Required work >>
Take the lines from the beginning of the data below through the line holding "mstajdohar: Couldn't you" and return exactly those.

Working data >>
PR #341, opened 2017-08-07
Add better error handling

dblenkus:


resolwe/flow/executors/__init__.py
```diff
@@ -67,6 +67,8 @@ def __init__(self, *args, **kwargs):
         super(BaseFlowExecutor, self).__init__(*args, **kwargs)
         self.data_id = None
         self.process = None
+        # Flag to mark current object as failed.
+        self.failed = False
```
mstajdohar: Maybe use a more verbose name like `process_failed`.

resolwe/flow/executors/__init__.py
```diff
@@ -123,28 +125,41 @@ def update_data_status(self, **kwargs):
...
             # Ensure that we only update the fields that were changed.
             data.save(update_fields=update_fields)
-        except ValidationError as ex:
-            data.process_error.append(str(ex))
+
+            if kwargs.get('status', None) == Data.STATUS_ERROR:
+                self.failed = True
+                logger.error(
+                    __("Error occured while running a '{}' process.", self.process.name),
+                    extra={'data_id': self.data_id}
```
mstajdohar: I like that you report the data ID. Should we also include a link to the data object on the REST endpoint? It will save us some time if we'll be able to navigate to the data object with one click.

resolwe/flow/executors/__init__.py
```diff
@@ -315,7 +330,7 @@ def run(self, data_id, script, verbosity=1):
                             for entity in entities:
                                 entity.collections.add(collection)
 
-            if process_rc == 0:
+            if process_rc == 0 and not self.failed:
```
mstajdohar: Couldn't you simply check if the data does not have status ERROR instead of `self.failed`?

dblenkus: No, executor doesn't have the read access to the database, so this flag has to be used to remember what status has been set.

dblenkus:
@mstajdohar fixed.

PR #343, opened 2017-08-10
Ubuntu 14.04-based base Docker image

jkokosar:


tjanez:
@jkokosar, please also update the [`README`](https://github.com/genialis/resolwe/blob/master/resolwe/toolkit/docker_images/base/README.md).

PR #344, opened 2017-08-10
Catch error occurred while processing Elasticsearch indices

dblenkus:


resolwe/elastic/indices.py
```diff
@@ -198,40 +202,51 @@ def process_object(self, obj, push=True):
...
+                    pass
 
-            # get value from the object
-            try:
-                object_value = dict_dot(obj, field)
-                setattr(document, field, object_value)
-                continue
-            except KeyError:
-                pass
+                raise AttributeError('Cannot determine mapping for field {}'.format(field))
```
kostko: Double quotes?

resolwe/elastic/indices.py
```diff
@@ -198,40 +202,51 @@ def process_object(self, obj, push=True):
...
 
-            raise AttributeError('Cannot determine mapping for field {}'.format(field))
+            except:  # pylint: disable=bare-except
+                logger.error(
```
kostko: There is also `logger.exception`, any reason you didn't use that one instead?

resolwe/elastic/indices.py
```diff
@@ -270,7 +285,24 @@ def build(self, obj=None, push=True):
         for obj in queryset:
             if self.filter(obj) is False:
                 continue
-            self.process_object(self.preprocess_object(obj), push)
+
+            try:
+                obj = self.preprocess_object(obj)
+            except:  # pylint: disable=bare-except
+                logger.error(
```
kostko: Same as above.

resolwe/elastic/indices.py
```diff
@@ -270,7 +285,24 @@ def build(self, obj=None, push=True):
...
+                    __("Error occurred while preprocessing '{}' Elasticsearch index.", self.__class__.__name__),
+                    exc_info=True,
+                    extra={'object_type': self.object_type, 'obj_id': obj.pk}
+                )
+
+            try:
+                self.process_object(obj, push)
+            except:  # pylint: disable=bare-except
+                logger.error(
```
kostko: Same as above.

resolwe/elastic/indices.py
dblenkus: Actually I did't knew it exists.

dblenkus:
@kostko I've addressed your comments.

PR #345, opened 2017-08-11
Specify tag of the required base Docker image

mstajdohar:
Set the fedora-26 tag of the resolwe/base Docker image where it was previously used without a tag.


mstajdohar:
Thanks, fixed.

PR #346, opened 2017-08-11
Reduce base docker image size

kostko:


mstajdohar:
@jkokosar Review the tricks to reduce the image size and use them in your Docker images.

PR #349, opened 2017-08-19
Use /etc/profile.d instead of .bash_profile

kostko:
Using the root user's `.bash_profile` is very ugly and should be avoided. It may also become unsupported (e.g. will not be evaluated), based on how we implement running as the correct user.

In genialis/resolwe-bio#335 the relevant section will also change to use `/etc/profile.d/resolwebio-legacy.sh` instead. Other Docker images should follow the same naming convention, each creating its own file in `/etc/profile.d`.


kostko:
That part is already completely changed (with the description already updated to mention profile.d) with the new correct-user execution. I'll make a PR soon.

PR #350, opened 2017-08-21
Execute Docker container as non-root user

kostko:
This breaks execution of any `bio-linux8` based Docker image (and possibly any other image, which requires to be run as the root user).

### DIFF
--- a/docs/CHANGELOG.rst
+++ b/docs/CHANGELOG.rst
@@ -10,6 +10,10 @@ This project adheres to `Semantic Versioning <http://semver.org/>`_.
 Unreleased
 ==========
 
+Added
+-----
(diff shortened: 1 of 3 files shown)


docs/CHANGELOG.rst
```diff
@@ -10,6 +10,10 @@ This project adheres to `Semantic Versioning <http://semver.org/>`_.
 Unreleased
 ==========
 
+Changed
+-------
+- **BACKWARD INCOMPATIBLE:** Run Docker images as non-root user
```
tjanez: Just a nitpick, maybe "Run Docker containers ..." sounds better?

kostko: Fixed.

PR #352, opened 2017-08-23
Prepare release 2.0.0 and bump master to 2.1.0a1

tjanez:


tjanez:
@dblenkus, @kostko, @mstajdohar, I propose we do releases like this from now on:
- Create a release commit.
- Create a following commit that bumps version from `X.Y.Z` to `X.(Y+1).0a1`. If there are breaking changes, we bump `X` before the release.

If there are security/bug fixes needed for a released version `X.Y.0`, we create a `stable/X.Y.x` branch where we create the necessary `X.Y.{1,2,3,...}` releases.

mstajdohar:
Do we want to merge #341 before the release. @dblenkus ?

PR #1489, opened 2024-05-11
Flatten Pickup into Reservation

jim:
# What it does

This is a stacked PR that should be merged after #1488 lands. The new code is in 44e09e6b3af6cad9b049db07ccdb5428a7c3d489.

After looking more closely at how both Reservation and Pickup had status columns and thinking about how we'd model the logic between the two of them, I decided that it's going to be best to have a single status field track the entire reservation lifecycle. Accordingly, the Pickup model doesn't provide much except a level of indirection.

Note that I went the brute force route in the migration. It doesn't seem worth it to write a data migration for any existing Pickup or ReservationLoan data this early in development.


phinze (approved):
This makes sense to me - it seems more straightforward to model this as just one state machine as opposed to two interlocking ones.

PR #1490, opened 2024-05-11
Use a state machine to model Reservation status

jim:
# What it does

This is a stacked PR that should be merged after #1489. The new code is:

* Initial Reservation state machine added in a6f1d6e28cab9beff92ee970697c0830c1f46225
* Updates to the UI to drive it from the state machine in a62dbef17e8c86b195643de0cf22a22c30a8e988 and 52b0feb51865da1027b891188890854e50fe0597)

# Implementation notes

I wanted to try to model the states and transitions for a reservation in a single place. It's a somwhat linear path, with a few points of branching. We'll always want to preserve an escape hatch for strange situations, but I think this might be a good way to consolidate the logic of what can happen when throughout a Reservation's lifecycle.

I'm fairly happy with this approach so far. It remains to be seen how the state machine and other conditionals will interact- for example, what if you have to have added a certain number of associated items before it's OK to transition to a new state?


phinze (approved):
This is looking nice and clean so far - I like the direction!

Issue #1475, opened 2024-04-30
Add pagination to account holds history


jim:
A member's hold history page within their account (`/account/holds/history`) isn't paginated, which means for long-time members this page is very long (and slow to load).

We should add pagination using [pagy](https://github.com/ddnexus/pagy) (which is what we already use elsewhere).

PR #1491, opened 2024-05-12
Added pagination to account holds history

crismali:
# What it does

Adds pagination to the accounts hold history page.

# Why it is important

This will prevent long page load times for long time users. See #1475. 

# UI Change Screenshot

Screenshot 2024-05-12 at 3 01 48 AM

# Implementation notes

I wasn't sure how many holds should be shown on each page, so I just left it as the pagy default. 

The test I added might be considered redundant, but I figured I'd leave it in for now. It technically doesn't test the pagination functionality itself. I'm happy to make it do so, but I decided to hold off after I couldn't find a similar test for the other uses of pagy in the app.

I also left a small change in the Gemfile.lock regarding the installation of Nokogiri on laptops like mine.

### DIFF
--- a/Gemfile.lock
+++ b/Gemfile.lock
@@ -326,6 +326,8 @@ GEM
     nio4r (2.7.0)
     nokogiri (1.16.4-arm64-darwin)
       racc (~> 1.4)
+    nokogiri (1.16.4-x86_64-darwin)
+      racc (~> 1.4)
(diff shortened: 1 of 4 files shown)


jim (approved):
This looks good to me!

jim:
I think it's OK to not test the pagination directly- in theory the Pagy library should do that itself.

Task answer >>
PR #341, opened 2017-08-07
Add better error handling

dblenkus:


resolwe/flow/executors/__init__.py
```diff
@@ -67,6 +67,8 @@ def __init__(self, *args, **kwargs):
         super(BaseFlowExecutor, self).__init__(*args, **kwargs)
         self.data_id = None
         self.process = None
+        # Flag to mark current object as failed.
+        self.failed = False
```
mstajdohar: Maybe use a more verbose name like `process_failed`.

resolwe/flow/executors/__init__.py
```diff
@@ -123,28 +125,41 @@ def update_data_status(self, **kwargs):
...
             # Ensure that we only update the fields that were changed.
             data.save(update_fields=update_fields)
-        except ValidationError as ex:
-            data.process_error.append(str(ex))
+
+            if kwargs.get('status', None) == Data.STATUS_ERROR:
+                self.failed = True
+                logger.error(
+                    __("Error occured while running a '{}' process.", self.process.name),
+                    extra={'data_id': self.data_id}
```
mstajdohar: I like that you report the data ID. Should we also include a link to the data object on the REST endpoint? It will save us some time if we'll be able to navigate to the data object with one click.

resolwe/flow/executors/__init__.py
```diff
@@ -315,7 +330,7 @@ def run(self, data_id, script, verbosity=1):
                             for entity in entities:
                                 entity.collections.add(collection)
 
-            if process_rc == 0:
+            if process_rc == 0 and not self.failed:
```
mstajdohar: Couldn't you simply check if the data does not have status ERROR instead of `self.failed`?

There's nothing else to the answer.